EXCLUSIVE // Stream Straya’s wildly imaginative sophomore release ‘Sobereyed’

pt1straya68It’s been a slow start to the year for us (maybe even for math in general?) so, naturally, we’ve been looking for a record to sweep us off our toes. Something to push our lethargic minds back into gear. Lo, what a beautiful morning it was when Straya‘s Sobereyed landed in our inbox. This sophomore release from the Minnesota quartet is innovating, challenging and indisputably imaginative; and we are proud to be streaming it in full this week on Feck.

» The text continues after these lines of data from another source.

Issue #4525, opened 2026-07-18
grok账号授权授权forbidden


Yangshengyi035717:
sub提示授权成功“

<img width="327" height="74" alt="Image" src="https://github.com/user-attachments/assets/f077243b-30f2-4e69-86fb-ec2aff9e3fe0" />

xai端也还在：

<img width="729" height="475" alt="Image" src="https://github.com/user-attachments/assets/cd689d18-f022-4c94-a0d6-796c473f60b2" />

账号还是403：

<img width="555" height="218" alt="Image" src="https://github.com/user-attachments/assets/c6817615-fddd-4513-a053-bfdd4a4b0a72" />

Yangshengyi035717:
<img width="497" height="604" alt="Image" src="https://github.com/user-attachments/assets/2dcb3347-4af0-4737-9da9-4e4fb632e343" />

PR #4540, opened 2026-07-18
fix(grok): retry CLI chat permission denial

heathermhuang:
## Summary

- recognize the structured Grok CLI 403 reported in #4525 as the newer compatibility-denial wording
- reuse the existing authenticated, replayable fallback from the CLI proxy to the official xAI API
- keep unrelated entitlement denials on the original CLI response

## Root cause

The account-test path already routes OAuth traffic to the CLI subscription endpoint and the shared transport already supplies the required CLI identity headers. The existing compatibility fallback, however, only recognized the older contiguous phrase `access denied`.

The reported response uses `code: permission_denied` with `Access to the chat endpoint is denied...`, so the fallback was never attempted even though this is the same compatibility boundary.

This change parses that structured response and requires the observed code and message prefix. It does not broaden fallback to generic permission or subscription failures. The existing transport still retries only authenticated, replayable CLI-proxy 403 requests and only substitutes the official API response when that response is successful.

## Version diagnosis

No CLI version bump is included. The current pinned version may be overridden by operators, but the issue does not prove that version drift caused this permission denial.

## Validation

- regression reproduces the exact #4525 response wording and confirms the official API retry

Anyone approaching this epic must be armed with patience. Sobereyed is a long record. At times it might even be a difficult record. Some of these cuts are dense, pithy, and drawn out; involving copious experimentation with sound and space. If you’re eagerly awaiting your dose of punchy math toons, you are going to have to earn them. And this is where Sobereyed is at its most rewarding. Much like the ambient, drone and post rock genres, endurance is the key here, as part of what makes this such an enjoyable experience is surviving the journey.

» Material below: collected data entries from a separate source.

PR #4497, opened 2026-07-17
fix(grok): fail closed for ineligible OAuth media

heathermhuang:
## Summary

This is the follow-up to #4474 and #4484 for the OAuth media reports in #4420 and #4471.

- Require positive paid-entitlement evidence before a Grok OAuth account can receive new image or video generation traffic.
- Probe unobserved OAuth accounts on the request path before forwarding; newly imported accounts run the billing-first quota probe proactively.
- Keep API-key media, Grok chat, and existing video-status lookups unchanged.
- Reject HTTP 200 image responses that contain no actual image outputs and fail over instead of counting the requested `n` as generated output.

## Root cause

The previous quarantine only blocked explicit overrides and billing `403` observations. Missing, malformed, Free-tier, and inconclusive OAuth billing states still reached media forwarding. Separately, an empty `{"data":[]}` image response was treated as success and billed as one image by falling back to the request count.

## Behavior and compatibility

- OAuth media now fails closed for Free, forbidden, missing, malformed, or inconclusive billing state.
- Positive paid evidence or `extra.grok_media_eligible=true` enables OAuth media.
- `extra.grok_media_eligible=false` continues to quarantine an account.
- If no eligible account remains, generation returns `503 grok_media_no_eligible_account`.
- This does **not** claim to score semantic prompt adherence from image pixels. It removes cohorts that lack positive media entitlement and rejects structurally empty success responses.

## Production E2E (2026-07-17)

The exact PR head `e8606315` was integrated into a private production build and exercised through separate disposable Grok OAuth and API-key groups:

- OAuth text: HTTP 200, attributed to the OAuth account.
- API-key text: HTTP 200, attributed to the API-key account.
- OAuth image: HTTP 200 with one actual image, but only after the new request-path billing probe persisted complete weekly/monthly HTTP 200 observations plus authoritative paid-quota evidence.
- API-key image: HTTP 200 with one actual image, preserving the non-OAuth path.
- All four usage rows had the expected group, account type, model, request type, and billing mode.
- The app remained healthy with zero restarts and no fatal/panic log matches.
- Both disposable keys were audit-soft-deleted, cache-invalidated, and verified to return HTTP 401.

Interpretation: the OAuth image success above is expected because that production account has positive paid-entitlement evidence. Free, forbidden, missing, malformed, and inconclusive OAuth states are the rejection cases covered by this change; image-content quality remains upstream behavior.

## Verification

- `go test -tags=unit ./...`
[...]

PR #4543, opened 2026-07-18
fix(grok): securely proxy protected video content

heathermhuang:
## Summary

- adopt #4498's protected Grok video-content proxy on current `main`, preserving the original author's commit and attribution
- return only same-origin relative download URLs; proxy headers and request host cannot choose the returned origin
- bind each video request to the originating user and API key, require that owner binding before lookup, and fail closed unless the scheduler returns the exact originally bound upstream account
- preserve Range requests, `206` streaming, safe response headers, and `416 Content-Range` semantics

## Why this supersedes #4498

#4498 correctly identifies that protected video content must be fetched with the task's upstream credential, but its branch is not writable here and the original absolute URL builder trusted forwarded host/protocol headers. That could make a status response advertise an external origin.

This branch replays #4498's single commit with attribution, then applies the smallest security corrections on current `main`:

- relative `/v1/videos/.../content` or `/videos/.../content` URLs only
- no forwarded-host/protocol trust
- owner-scoped binding stored through a strict primary cache key, without sticky-session legacy dual-write or fallback
- sanitized `404` for missing, foreign, stale, or mismatched bindings
- no account failover for video lookup requests

## Coordination with #4497

This branch intentionally does not bundle #4497. The branches both edit `backend/internal/service/grok_media.go`; whichever lands second must rebase and retain both the protected-content status rewrite and #4497's empty-image-response failover check.

## Validation

- protected content uses the bound upstream account credential
- same-group alternate user/API-key ownership checks fail closed, including with a legacy session hash attached
- hostile forwarded headers cannot influence returned download URLs
- Range/`206`, full `200`, and `416` content responses preserve required semantics
- only allowlisted content headers are forwarded; upstream cookies/private headers are not
- matching nested/escaped request IDs rewrite while other request IDs and direct media URLs remain unchanged
- `go test -tags=unit ./internal/service ./internal/handler ./internal/server/routes -count=1`
- `git diff --check`
- independent security review found no remaining actionable issues; coverage audit reached 81% of material paths

Live protected-content verification remains unavailable without an affected upstream account.

Supersedes #4498


heathermhuang:
Live pre-review verification completed on the exact PR head `4c845ca6` as part of the combined current-main canary.

- Focused tests prove signed video URLs are restricted to the validated HTTPS provider origin, redirects are disabled, and neither bearer credentials nor account header overrides are sent to the media host. Deceptive origins and link-local targets are rejected before fetch.
- Both OAuth and API-key videos completed live. Status responses returned the relative protected URL and did not reflect hostile forwarded host/protocol headers.
- Both protected downloads returned 206 with exactly 1024 bytes and an MP4 `ftyp` marker.
- Invalid ranges returned 416. The other disposable key received 404 for both status and content, proving ownership isolation.
- Combined backend service/repository/handler/routes tests and vet passed. Public browser smoke returned 200 with no console errors.
- The canary stayed healthy with zero restarts and clean fatal/panic/migration logs; disposable keys were deleted and returned 401 afterward.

Math rock aficionados may be quick to liken this to bands like Dilute and Pretend. Here, however, Straya have done something much more texturally complex. The band have pick-and-mixed using the entire music realm, combining (among many others) electronica, Sunn-O))))-style drones, jazz, sludge, black metal, post-metal, hell there’s even readings from Kafka’s ‘Before the Law‘. It is an eclectic and undoubtedly bulky record, however it is not clunky or poorly zip-locked together; the band gently fuse the defining motifs of these movements and genres and produce a seamless weave. Suffice it to say that you will be conjuring up a wider array of emotions than those implicit in the flowers adorning the album’s cover.

To call this a math rock album is an understatement. Sobereyed is a lengthy piece that explores 21st century sound as we know it. So ambitious in its mission, so rewarding in its outcomes.